Word for word, give the entries back.

━━━ THE DATA ━━━

PR #495, opened 2022-01-15
Add print stacktrace option to schema updater

MrCreosote:
Rework of https://github.com/kbase/workspace_deluxe/pull/489, which was originally supposed to be a hotfix which turned out to be unnecessary. No point in wasting the code though, so just moving to develop


ialarmedalien (approved):
looks reasonable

━━━

| RESPONSE AREA |
PR #495, opened 2022-01-15
Add print stacktrace option to schema updater

MrCreosote:
Rework of https://github.com/kbase/workspace_deluxe/pull/489, which was originally supposed to be a hotfix which turned out to be unnecessary. No point in wasting the code though, so just moving to develop


ialarmedalien (approved):
looks reasonable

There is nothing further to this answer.